The coefficient of performance (\( \mathrm{COP} \)) of a refrigerator is defined as the ratio of the heat extracted from the cold reservoir to the work input required to pump the heat to the hot reservoir. The formula for \( \mathrm{COP} \) is:
\[
\mathrm{COP} = \frac{T_C}{T_H - T_C},
\]
where:
\( T_C \) is the temperature inside the freezer (cold reservoir) in Kelvin,
\( T_H \) is the temperature of the surroundings (hot reservoir) in Kelvin.
Step 1: Convert the temperatures to Kelvin.

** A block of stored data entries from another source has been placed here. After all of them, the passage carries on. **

PR #163, opened 2017-07-12
Setup strictmode notification

fractalwrench:
@kattrali I've investigated the following options for StrictMode and thought it'd be good to discuss what the next step should be.

1. DropboxManager - wasn't feasible as this required the READ_LOGS permission, which is no longer granted to 3rd party apps.
2. Using the Logcat stacktrace by specifying StrictMode.penaltyLog(). There doesn't appear to be any way of reliably intercepting this info.
3. Using StrictMode.penaltyDeath(), which throws an Exception on policy violations. Ultimately this gets propagated up to the DefaultUncaughtExceptionHandler, where we can detect whether the Throwable was caused by a StrictMode violation.

The problem with penaltyDeath() is that it will terminate the thread when a violation occurs, so if we enable inspections by default, it's probable there would be a few false positives from the Android framework/3rd party library code, causing crashes. I suppose we would need some sort of API that allows developers to specify what policies are enabled/disabled.

I think it should be possible to parse the StrictMode exception message for the Policy Violation Type (e.g. File Write, Network on Main Thread). We could then try passing that up in the MetaData when sending the Error Report?


kattrali:
> I think it should be possible to parse the StrictMode exception message for the Policy Violation Type (e.g. File Write, Network on Main Thread). We could then try passing that up in the MetaData when sending the Error Report?

That makes sense to me. Is the formatting consistent?

fractalwrench:
@kattrali it looks like the policy violation codes and exception message format have remained constant since the StrictMode class was first publicly released. Currently the code is setup to include a human-readable description of the policy violation in the Report's MetaData, so if it does change in future that should just default to null.

I think it would be best to document that the SDK records this extra info for debugging, and recommend that developers setup StrictMode in the same way as they would for any other app. The alternative is to enable this behaviour by default, but this could quite easily result in apps crashing due to bugs in 3rd party code/Android framework code that can't be resolved.

kattrali:
> I think it would be best to document that the SDK records this extra info for debugging, and recommend that developers setup StrictMode in the same way as they would for any other app

Agreed. This sounds like it would provide the most value while doing what users expect.

fractalwrench:
This has been added to a PR in the docs repo which has been approved.

src/main/java/com/bugsnag/android/ExceptionHandler.java
```diff
@@ -47,18 +51,30 @@ public ExceptionHandler(UncaughtExceptionHandler originalHandler) {
...
+        for (Client client : clientMap.keySet()) {
+
+            if (strictModeThrowable) { // add strictmode policy violation to metadata
+                String violationDesc = strictModeHandler.getViolationDescription(e.getMessage());
+                MetaData metaData = new MetaData(
+                    Collections.<String, Object>singletonMap(KEY_STRICT_MODE_VIOLATION, violationDesc));
+                client.cacheAndNotify(e, Severity.ERROR, metaData);
+            }
+
+            client.cacheAndNotify(e, Severity.ERROR, null);
```
kattrali: I noticed that reports are being sent in duplicate, one with and one without the strictmode metadata. I assume there should be an `else` clause wrapping this line.

src/main/java/com/bugsnag/android/ExceptionHandler.java
```diff
@@ -47,18 +51,30 @@ public ExceptionHandler(UncaughtExceptionHandler originalHandler) {
...
+      
         // Notify any subscribed clients of the uncaught exception
-        for(Client client : clientMap.keySet()) {
-            client.cacheAndNotify(e, Severity.ERROR);
+        for (Client client : clientMap.keySet()) {
+
+            if (strictModeThrowable) { // add strictmode policy violation to metadata
+                String violationDesc = strictModeHandler.getViolationDescription(e.getMessage());
+                MetaData metaData = new MetaData(
+                    Collections.<String, Object>singletonMap(KEY_STRICT_MODE_VIOLATION, violationDesc));
```
kattrali: This invocation does not specify a tab for the metadata, so its appearing on its own "custom" tab. Since there might be other strictmode-related features we might want to surface in the future, we can instead put this on its own "StrictMode" tab with something like (assuming the appropriate constants for the tab and key names):

```diff
- MetaData metaData = new MetaData(
-     Collections.<String, Object>singletonMap(KEY_STRICT_MODE_VIOLATION, violationDesc));
+ MetaData metaData = new MetaData();
+ metaData.addToTab("StrictMode", "Violation", violationDesc);
```

fractalwrench:
Thanks @kattrali  - I've fixed the missing else clause and moved over to using Tabs in the metadata.

fractalwrench:
Also got rid of some obsolete version checks.

PR #166, opened 2017-07-24
Add Travis-CI deploy action for Javadocs

fractalwrench:
This creates a Travis-CI deploy action that generates Javadocs and uploads them to Github Pages, whenever a change is pushed to the master branch.


kattrali:
Hmm. I don't think we should check the docs in, instead we can run the `javadoc` command in a `before_deploy` step and deploy the docs dir contents generated by that action. It might get a bit noisy otherwise.

fractalwrench:
I've added `docs/` to the gitignore and updated the travis YML accordingly.

.travis.yml
```diff
@@ -32,3 +32,13 @@ before_script:
...
+
+before_deploy: ./gradlew javadoc
+
+deploy:
+  provider: pages
+  local_dir: docs # only include the contents of the docs dir
+  skip_cleanup: true
+  github_token: $GITHUB_TOKEN # Set in travis-ci.org dashboard
+  on:
+    branch: master # deploy when changes pushed to this branch
```
kattrali: This should be on tags instead of master to ensure only released content is being documented

fractalwrench: This will now only deploy Javadoc when a tag is applied to a commit.

PR #1618, opened 2022-03-08
Account for null termination in char array buuid

Reflejo:
This change allows to use for example sha256 as build uuids

### DIFF
--- a/bugsnag-plugin-android-ndk/src/main/jni/event.h
+++ b/bugsnag-plugin-android-ndk/src/main/jni/event.h
@@ -51,7 +51,7 @@ typedef struct {
   char version[32];
   char active_screen[64];
   int64_t version_code;
-  char build_uuid[64];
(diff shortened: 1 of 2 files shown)


bugsnag-plugin-android-ndk/src/main/jni/event.h
```diff
@@ -51,7 +51,7 @@ typedef struct {
   char version[32];
   char active_screen[64];
   int64_t version_code;
-  char build_uuid[64];
+  char build_uuid[65];
```
Reflejo, line 54: Do I need to modify migrations? (ie https://github.com/bugsnag/bugsnag-android/blob/next/bugsnag-plugin-android-ndk%2Fsrc%2Fmain%2Fjni%2Futils%2Fserializer%2Fmigrate.h#L83, ...)

PR #1621, opened 2022-03-11
Add Bugsnag.isStarted

slack-jallen:
## Goal

Add Bugsnag.isStarted so that it is possible to check whether it is safe to call the other methods. Currently to use Bugsnag safely you either have to keep track of this yourself or wrap calls in try/catch.

## Design

Add a static method

## Changeset

Bugsnag.java

## Testing

Added unit tests


ZacSweers (approved):

luke-belton:
hey @slack-jallen - thanks for the PR!

Would you be able to share a little more info on your use case here please?

Why do you need the `isStarted` method? We’d usually recommend starting Bugsnag immediately at app launch, so is there a reason why `Bugsnag.start` might be delayed in your app?

Are you trying to store things (e.g. breadcrumbs, metadata) potentially before Bugsnag has started?

slack-jallen:
> hey @slack-jallen - thanks for the PR!
> 
> Would you be able to share a little more info on your use case here please?
> 
> Why do you need the `isStarted` method? We’d usually recommend starting Bugsnag immediately at app launch, so is there a reason why `Bugsnag.start` might be delayed in your app?
> 
> Are you trying to store things (e.g. breadcrumbs, metadata) potentially before Bugsnag has started?

It's not so much that it is delayed, it is that it might not be started at all depending on the configuration. It would be nice to know if Bugsnag API's are going to throw "IllegalStateException" before calling them.

luke-belton:
Hi @slack-jallen - thanks for the info. We'd usually recommend starting Bugsnag in all cases and using the [`enabledReleaseStages`](https://docs.bugsnag.com/platforms/android/configuration-options/#enabledreleasestages) config option to disable reporting in certain environments. Is there a reason why this isn't appropriate here?

Feel free to write in to support@bugsnag.com if you'd prefer to answer this away from a public forum!

slack-jallen:
> Hi @slack-jallen - thanks for the info. We'd usually recommend starting Bugsnag in all cases and using the [`enabledReleaseStages`](https://docs.bugsnag.com/platforms/android/configuration-options/#enabledreleasestages) config option to disable reporting in certain environments. Is there a reason why this isn't appropriate here?

Thanks for the info. The app is using `enabledReleaseStages`, but on top of that the app also has a separate config that determines whether to call start at all. I guess you want to guide people to always call Bugsnag.start()? I guess if that's your guideline we'll have to inject this config decision ourselves.

ZacSweers:
There are three cases that come to mind:
- early stage app initialization where crash reporting isn't necessarily enabled
- sample/playground apps that use common nonfatal reporting of some sort but aren't registered bugsnag apps themselves
- instrumentation/e2e tests that run the full app but without crash reporting

I don't think that enabling bugsnag everywhere is a reasonable solution, especially the latter two in a data-privacy sensitive environment

tomlongridge:
Thanks @slack-jallen – I've included your changes on #1640 and we'll include in the next release.

xander-jones:
Thanks again for the contribution @slack-jallen, this has been released in https://github.com/bugsnag/bugsnag-android/releases/tag/v5.22.0

slack-jallen:
> Thanks again for the contribution @slack-jallen, this has been released in https://github.com/bugsnag/bugsnag-android/releases/tag/v5.22.0

Awesome, thanks for taking it forward!

PR #1623, opened 2022-03-14
ci: remove android 5 builds

kattrali:
these tests still consistently fail, either due to poor test or device farm quality (unsure how I missed this one in #1612)


twometresteve (approved):
It's easy to miss things like this with the number of pipeline files that we have - I'll being look to reduce them to be more in line with bugsnag-unity, as that two step approach seems to have worked well.

PR #1624, opened 2022-03-14
Rework the background task service shutdown procedure to give more headroom against the 5s ANR timeout

kstenerud:
## Goal

In a worst case scenario, `BackgroundTaskService.shutdown()` could wait for 4.5 seconds to complete a shutdown, which is dangerously close to the 5s limit for an ANR if this happens on the main thread.

Rework so that all the shutdowns happen at the same time.

## Testing

Rerun all tests. Unfortunately this manifest as a flake in CI so there's no definitive test for it.

### DIFF
--- a/bugsnag-android-core/src/main/java/com/bugsnag/android/BackgroundTaskService.kt
+++ b/bugsnag-android-core/src/main/java/com/bugsnag/android/BackgroundTaskService.kt
@@ -158,18 +158,13 @@ internal class BackgroundTaskService(
         internalReportExecutor.shutdownNow()
         defaultExecutor.shutdownNow()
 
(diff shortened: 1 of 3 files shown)


bugsnag-android-core/src/main/java/com/bugsnag/android/BackgroundTaskService.kt
```diff
@@ -164,12 +164,10 @@ internal class BackgroundTaskService(
         // shutdown the IO executor last.
```
lemnik, line 164: I think the above comment can be safely removed.

lemnik (commented):
LGTM - Pending a comment and a CHANGELOG entry

lemnik (approved):
LGTM

PR #1639, opened 2022-03-28
Ensure handling_crash flag is atomic

kstenerud:
## Goal

The flag to mark that a native crash is being handled was not atomic, leaving room for a race condition should two threads trigger a native crash at the same time.

## Design

Use atomics to ensure that no race condition is possible.

## Testing

Reran all tests.


lemnik (approved):
LGTM

PR #1640, opened 2022-03-29
[PLAT-8191] Add Bugsnag.isStarted

tomlongridge:
## Goal

From #1621:

> Add Bugsnag.isStarted so that it is possible to check whether it is safe to call the other methods. Currently to use Bugsnag safely you either have to keep track of this yourself or wrap calls in try/catch.

Raised internally for CI and merge purposes.

### DIFF
--- a/CHANGELOG.md
+++ b/CHANGELOG.md
@@ -2,13 +2,17 @@
 
 ## TBD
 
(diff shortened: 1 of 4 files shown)


lemnik (approved):
LGTM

The temperature inside the freezer is \( -20^\circ \mathrm{C} \), which is equivalent to:
\[
T_C = -20 + 273 = 253 \, \mathrm{K}.
\]
The coefficient of performance (\( \mathrm{COP} \)) is given as 5, so we know:
\[
\mathrm{COP} = 5.
\]
Step 2: Solve for \( T_H \).
Substitute the known values into the formula for \( \mathrm{COP} \):
\[
\mathrm{COP} = \frac{T_C}{T_H - T_C}.
\]
Rearrange the equation to solve for \( T_H \):
\[
T_H - T_C = \frac{T_C}{\mathrm{COP}}.
\]
Substitute \( T_C = 253 \, \mathrm{K} \) and \( \mathrm{COP} = 5 \):
\[
T_H - 253 = \frac{253}{5}.
\]
Simplify:
\[
T_H - 253 = 50.6.
\]
Now, add 253 to both sides:
\[
T_H = 253 + 50.6 = 303.6 \, \mathrm{K}.
\]
Step 3: Convert back to Celsius.
Now, convert \( T_H \) back to Celsius:
\[
T_H = 303.6 - 273 = 30.6^\circ \mathrm{C}.
\]
Rounding this off, we get:
\[
T_H = 37^\circ \mathrm{C}.
\]
Thus, the temperature of the surroundings is \( \mathbf{37^\circ \mathrm{C}} \).